YOUR GOAL — All lines from the one with "does not store." through the close of the records below are to be set down exactly, and no others.

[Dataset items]
PR #653, opened 2025-10-15
[Sema] Refactor: Remove expressions from solveConstraints

Snowy1803:
This was only used for tests, and those can just use `setRoot` instead.


LindonAliu (approved):
lgtm

PR #663, opened 2025-10-16
Feature: add a PassManager

LindonAliu:


lib/Optimizer/PassManagerOptions.cpp
```diff
@@ -0,0 +1,45 @@
...
+
+llvm::cl::list<std::string> _printBeforePasses(
+    "print-gil-before-pass", llvm::cl::desc("Print GIL before specific pass"),
+    llvm::cl::ZeroOrMore, llvm::cl::value_desc("pass-name")
+);
+
+llvm::cl::list<std::string> _printAfterPasses(
+    "print-gil-after-pass", llvm::cl::desc("Print GIL after specific pass"),
+    llvm::cl::ZeroOrMore, llvm::cl::value_desc("pass-name")
+);
```
Snowy1803: you could add a ``--print-after-all``

include/Optimizer/Optimizer.hpp
```diff
@@ -1,5 +1,43 @@
...
+namespace glu {
+
+class DiagnosticManager;
+class SourceManager;
+
+namespace gil {
+class Module;
+}
+
 class Optimizer {
```
Snowy1803: I'm not sure you need separate Optimizer and PassManager classes, you could merge this into the `PassManager` class

lib/Optimizer/PassManager.cpp
```diff
@@ -0,0 +1,50 @@
...
+    DiagnosticManager &diagManager, SourceManager &sourceManager,
+    llvm::raw_ostream &output, gil::Module *module,
+    llvm::BumpPtrAllocator &GILFunctionsArena
+)
+    : _diagManager(diagManager)
+    , _sourceManager(sourceManager)
+    , _output(output)
+    , _printer(&sourceManager, output)
+    , _module(module)
+    , _GILFunctionsArena(GILFunctionsArena)
```
Snowy1803: var names shouldn't start with capital, just `arena` and `_arena` is fine (or take a gilgen::GlobalContext?)

PR #676, opened 2025-10-23
Feature: Add @linkage_name attribute

### LINKED ISSUE #670: Add @linkage_name attribute
New attribute for functions (both prototypes and definitions)
`@linkage_name("hello")` will change the linkage name of the function without changing the import name
Example:
```swift
@linkage_name("hello") func world();

let a = world();
```
The call to the function is spelled world, but the linker will look for a function named hello.
It is a more powerful version of @no_mangling (no_mangling sets the linkage name to the function name), so they are incompatible:
`@linkage_name("hello") func hello();` is the same as `@no_mangling func hello();`

Needed for IRDec

LindonAliu:
Closes #670


lib/Sema/SemanticPass/ValidAttributeChecker.hpp
```diff
@@ -51,6 +51,44 @@ class ValidAttributeChecker
...
+
+        // Check if linkage name is non-empty
+        if (linkageName.empty()) {
+            _diagManager.error(
+                attr->getLocation(), "Linkage name cannot be empty"
+            );
+        }
+
+        // TODO: Add more validation for valid linkage names if needed
+        // (e.g., check for valid identifier characters)
```
Snowy1803: remove todo

test/functional/Sema/linkage_name_valid.glu
```diff
@@ -0,0 +1,46 @@
+//
```
Snowy1803: This should probably be within an `IRGen/` with a CHECK for the output LLVM IR

Snowy1803 (approved):

PR #679, opened 2025-10-24
Feature: add Basic CopyLoweringPass

### LINKED ISSUE #708: Basic CopyLoweringPass

badermarouan:
Fix #708

### DIFF
--- a/lib/Optimizer/GILPasses/CopyLoweringPass.cpp
+++ b/lib/Optimizer/GILPasses/CopyLoweringPass.cpp
@@ -69,6 +69,8 @@ public:
         if (nextInst && llvm::isa<gil::StoreInst>(nextInst)) {
             auto *storeInst = llvm::cast<gil::StoreInst>(nextInst);
             if (storeInst->getSource() == loadInst->getResult(0)) {
+                // TODO: Replace with inst->replaceAllUsesWith() when
+                // implemented
                 storeInst->setSource(callInst->getResult(0));
             }
         }


lib/Optimizer/GILPasses/CopyLoweringPass.cpp
```diff
@@ -0,0 +1,131 @@
...
+            return;
+
+        if (!ctx)
+            return;
+
+        // Generate code to call the copy function if it exists
+        auto *structure = llvm::dyn_cast<types::StructTy>(
+            loadInst->getResultType(0).getType()
+        );
+        if (structure && structure->getDecl()->hasOverloadedCopyFunction()) {
```
Snowy1803: that can also be a guard-if

lib/Optimizer/GILPasses/CopyLoweringPass.cpp
```diff
@@ -0,0 +1,131 @@
...
+            inst->eraseFromParent();
+        }
+    }
+
+    void visitLoadInst(gil::LoadInst *loadInst)
+    {
+        // Don't transform loads inside copy functions (would cause infinite
+        // recursion)
+        if (inCopyFunction)
+            return;
```
Snowy1803: you would need `copy` functions to use a "borrowed" reference so that ownership isn't handled. It might have to be done from a pointer (which means you would only have `load [copy]` and no copy instructions?).

Snowy1803 (dismissed):

PR #706, opened 2025-11-06
Feature: Parse Template Declarations

### LINKED ISSUE #592: Parse Function Template Definition
Support having generic functions and structures in the AST

LindonAliu:
Closes #592


lib/ASTPrinter/ASTPrinter.cpp
```diff
@@ -1,3 +1,4 @@
+#include "AST/Decl/TemplateParameterDecl.hpp"
```
Snowy1803: useless

Issue #283, opened 2026-06-07
AST unigram posting index (single-node queries)


dean0x:
Follow-up to #197 (Wave 3f, AST Structural Pattern Query Engine). Sequenced **before #199** (Wave 3g CLI `--ast`).

## Context
Wave 3f's `parse_ast_query` already parses bare node kinds into `AstQuery::SingleNode(kind_id)` (validated via `vocab_lookup`), but execution returns a forward-referencing `InvalidQuery` error pointing at this ticket — single-node structural search needs a unigram posting table that the current index (format v2) does not store.

## Scope
- **Format v3**: add a third posting table — unigram `kind_id → [(doc_id, count)]` — alongside the existing bigram/trigram tables. Zero-migration (the AST index is not yet CLI-wired or deployed).
- **Extraction**: per-file node-kind counts (unigram frequencies) during AST n-gram extraction.
- **Builder**: write the unigram table.
- **Reader**: `AstIndexReader::lookup_unigram(NodeKindId) -> Result<Vec<AstPosting>>`.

RESPONSE TO THIS TASK —
Wave 3f's `parse_ast_query` already parses bare node kinds into `AstQuery::SingleNode(kind_id)` (validated via `vocab_lookup`), but execution returns a forward-referencing `InvalidQuery` error pointing at this ticket — single-node structural search needs a unigram posting table that the current index (format v2) does not store.

## Scope
- **Format v3**: add a third posting table — unigram `kind_id → [(doc_id, count)]` — alongside the existing bigram/trigram tables. Zero-migration (the AST index is not yet CLI-wired or deployed).
- **Extraction**: per-file node-kind counts (unigram frequencies) during AST n-gram extraction.
- **Builder**: write the unigram table.
- **Reader**: `AstIndexReader::lookup_unigram(NodeKindId) -> Result<Vec<AstPosting>>`.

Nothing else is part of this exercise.